Not that I know of. It would be helpful if they would notify you when you're put on ignore like they notify you when someone starts following you. That would be a powder keg, though. Usually, people will make a big todo about putting a person on ignore just to get a rise.😂 

BTW, Andy, when will you be able to return to the States? Happy 4th.


----------



## Diana7

Blondilocks said:


> Not that I know of. It would be helpful if they would notify you when you're put on ignore like they notify you when someone starts following you. That would be a powder keg, though. Usually, people will make a big todo about putting a person on ignore just to get a rise.😂
> 
> BTW, Andy, when will you be able to return to the States? Happy 4th.


That's why it's best not to name anyone.


----------



## Andy1001

Blondilocks said:


> Not that I know of. It would be helpful if they would notify you when you're put on ignore like they notify you when someone starts following you.

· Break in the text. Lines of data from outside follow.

Issue #6648, opened 2018-10-16
Consider a different title for Android pages


willdurand:
We currently use `Firefox` for the Firefox pages and `Android` for the Android pages, e.g.:

- homepage with `clientApp` set to `firefox`: `Add-ons for Firefox`
- homepage with `clientApp` set to `android`: `Add-ons for Android`
- add-on detail page (`firefox`): `Stratiform – Get this Extension for 🦊 Firefox (en-US)`
- add-on detail page (`android`): `Stratiform – Get this Extension for 🦊 Android (en-US)`

Are we happy with this? @bobsilverberg and I find that not having "Firefox for Android" sounds a bit odd.

willdurand:
@MeridelW I think that's a question for you :)

MeridelW:
I agree not having "Firefox for Android" sounds odd. My once concern with including it is that Google character count limits might cut off the "Android" portion. This will only happen in cases where the extension name is longer. We could cut out the "for" to save some characters. How about this?

Get this Extension for 🦊 Firefox Android (en-US)

bobsilverberg:
Sounds good to me! 👍

PR #6649, opened 2018-10-16
Extract AddonHead component

### LINKED ISSUE #6647: Extract `AddonHead` component from `Addon`
In order to support #6644, we should extract a new component called `AddonHead` from the existing `Addon` component, which would contain the `Helmet` block in the `render()` method.

It will be easier to work on the metadata and it will reduce the size of this (too) big `Addon` component.

For QA: please make sure page title/description and other metadata (JSON+LD, other `meta` tags are present).

willdurand:
Fixes #6647

---

Except 2 or 3 `invariant` statements, code has been moved without modification.

### DIFF
--- a/src/amo/components/AddonHead/index.js
+++ b/src/amo/components/AddonHead/index.js
@@ -1,0 +1,225 @@
+/* @flow */
+import invariant from 'invariant';
+import * as React from 'react';
+import Helmet from 'react-helmet';
+import { connect } from 'react-redux';
+import { compose } from 'redux';
+
+import {
+  ADDON_TYPE_DICT,
+  ADDON_TYPE_EXTENSION,
+  ADDON_TYPE_LANG,
+  ADDON_TYPE_OPENSEARCH,
+  ADDON_TYPE_STATIC_THEME,
+  ADDON_TYPE_THEME,
+  CLIENT_APP_ANDROID,
+} from 'core/constants';
+import translate from 'core/i18n/translate';
+import { getPreviewImage } from 'core/imageUtils';
+import { getAddonJsonLinkedData } from 'core/utils/addons';
+import type { AppState } from 'amo/store';
+import type { I18nType } from 'core/types/i18n';
+import type { AddonType } from 'core/types/addons';
+
+type Props = {|
+  addon: AddonType | null,
+|};
+
+type InternalProps = {|
+  ...Props,
+  clientApp: string,
+  i18n: I18nType,
+  lang: string,
+|};
+
+export class AddonHeadBase extends React.Component<InternalProps> {
+  getPageTitle() {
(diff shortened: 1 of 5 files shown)


tests/unit/amo/components/TestAddonHead.js
```diff
@@ -0,0 +1,200 @@
...
+      lang,
+    });
+    const root = render({ addon, store });
+
+    expect(root.find('title')).toHaveText(
+      `${addon.name} – Get this ${name} for 🦊 Firefox (${lang})`,
+    );
+  });
+
+  it.each([
```
bobsilverberg: Nit: It might make for a more messy test, but you could have 2 nested `it.each` calls, one which loops through the 2 values of `clientApp` and another that loops through the values of `type`, instead of two complete tests for `CLIENT_APP_FIREFOX` and `CLIENT_APP_ANDROID`. It would remove a lot of duplication, but it might be a bit ugly.

src/amo/components/AddonHead/index.js
```diff
@@ -0,0 +1,225 @@
...
+    }
+  }
+
+  getPageDescription() {
+    const { addon, i18n } = this.props;
+
+    invariant(addon, 'addon is required');
+
+    return i18n.sprintf(
+      i18n.gettext('Download %(addonName)s for Firefox. %(summary)s'),
```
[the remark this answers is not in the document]
willdurand: I don't think so here, because in both cases it is an add-on for Firefox, right? I mean, downloading something for Android would mean an Android app to me, not a FF app.

This is super confusing, but if we get a better title like "Firefox for Android" in https://github.com/mozilla/addons-frontend/issues/6648, I'll make the change here too

tests/unit/amo/components/TestAddonHead.js
willdurand: ah, that makes me think about a matrix instead:

```
[
  [CLIENT_APP_FIREFOX, ADDON_TYPE_DICT, 'Dictionary'],
  ...,
  [CLIENT_APP_ANDROID, ADDON_TYPE_DICT, 'Dictionary'],
  ...,
]
```

willdurand: The thing is we would need the title somewhere, mmh that's tricky actually.

src/amo/components/AddonHead/index.js
```diff
@@ -0,0 +1,225 @@
...
+
+    const i18nValues = {
+      addonName: addon.name,
+      locale: lang,
+    };
+
+    if (clientApp === CLIENT_APP_ANDROID) {
+      switch (addon.type) {
+        case ADDON_TYPE_DICT:
+          return i18n.sprintf(
```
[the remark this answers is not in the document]
willdurand: oh, right I like it!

That would be a powder keg, though. Usually, people will make a big todo about putting a person on ignore just to get a rise.😂
> 
> BTW, Andy, when will you be able to return to the States? Happy 4th.


I wouldn’t want to travel back until we’ve all been vaccinated. 
I have to go back to the UK for a month or so, they’ve been paying me since February last year to sit on my ass so I suppose I owe them something. 
It’s funny this was the first outside contract I took in years and it was originally supposed to be for three months. It’s been over two years now and other than a few hours on the phone I haven’t really done anything. 
Still, I’m worth it.😁


----------



## ccpowerslave

I think ignore has increased my enjoyment a lot. If someone really agitates you, “poof” they’re gone.


----------



## Enigma32

joannacroc said:


> One of the many options I wish I had in real life hehe


Just do what I do and pretend not to see people when you're out in public. I'm pretty good at looking past someone like they aren't there. It helps me avoid unwanted conversations from acquaintances when out and about.


----------



## notmyjamie

Andy1001 said:


> Click on a member’s name. When their profile comes up you will see three dots in the right hand corner. Click on this and it will give you the option to ignore.


Am I the only one who thought “wouldn’t be ironic if Andy was the person she wanted to Ignore?”


----------



## ccpowerslave

notmyjamie said:


> Am I the only one who thought “wouldn’t be ironic if Andy was the person she wanted to Ignore?”


It’s like rain... on your wedding day!


----------



## Mr.Married

ccpowerslave said:


> It’s like rain... on your wedding day!


Or the free ride but you already paid 👍


----------



## joannacroc

Enigma32 said:


> Just do what I do and pretend not to see people when you're out in public. I'm pretty good at looking past someone like they aren't there. It helps me avoid unwanted conversations from acquaintances when out and about.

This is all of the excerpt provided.